Pick out the lines below with "when" and list them.

§ **Stored data entries**:

━━━━━━━━━━━━━━━━━━━━

PR #771, opened 2026-07-03
chore(ci): add `skill-scan`

AlexanderBarabanov:
This PR adds a new “SkillSpector” scan to the Skills CI workflow and refactors workflow triggering to be path-aware via an initial `check-paths` gate.


ivanzati (approved):
Thank you, Alexander!

PR #774, opened 2026-07-06
feat: allow editing robots

### LINKED ISSUE #761: Allow users to edit robots
At the moment we only allow users to add or delete robots, without an option to edit them.
However this becomes problematic when we merge #760 as the user will not have an option to update the usb port used by their robot.

To fix this we should add a new edit page where the user can change the usb port, and perhaps other fields as well.
We may also reuse this same page to export and import calibration files.

MarkRedeman:
This is important now that we allow adding robots without a unique serial number.
For such cases we only store the usb port that was selected when adding the robot. But since this port can change when reconnecting the robot or when rebooting a system the user could end up with their robot living on a different port, and thus showing up as disconnected.

Note: we already had some basic support for editing robots but it was disabled because it was allowing users to change the type of a robot, which can then lead to inconsistent data.
This PR changes the form logic so that instead of having a single `RobotForm` we now have a `CreateRobotForm` and `UpdateRobotForm` where each is responsible for rendering its own form fields.
A nice advantage of this approach is that we could get rid of,

```
    const handleSubmit = (event: FormEvent<HTMLFormElement>) => {
        event.preventDefault();
        submitContainerRef.current?.querySelector('button')?.click();
    };

```
and instead of an actual submit handler that is passed to the form (and thus buttons etc)

image


application/ui/src/features/robots/robot-form/update-form.tsx
```diff
@@ -0,0 +1,66 @@
+import type { FormEvent } from 'react';
```
camiloHimura, line 1: Will you add unit tests later?

camiloHimura (approved):

application/ui/src/features/robots/robot-form/update-form.tsx
MarkRedeman: Will add some in a follow up pr. I expect we need to make a few more behavioural changes after finishing the  robot plugins (#775 and #776 are a start, will need a few more prs after that as well)

For proper integration and end to end tests we also need to make some improvements to our architecture.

━━━━━━━━━━━━━━━━━━━━

§ **TASK OUTPUT**:
However this becomes problematic when we merge #760 as the user will not have an option to update the usb port used by their robot.
For such cases we only store the usb port that was selected when adding the robot. But since this port can change when reconnecting the robot or when rebooting a system the user could end up with their robot living on a different port, and thus showing up as disconnected.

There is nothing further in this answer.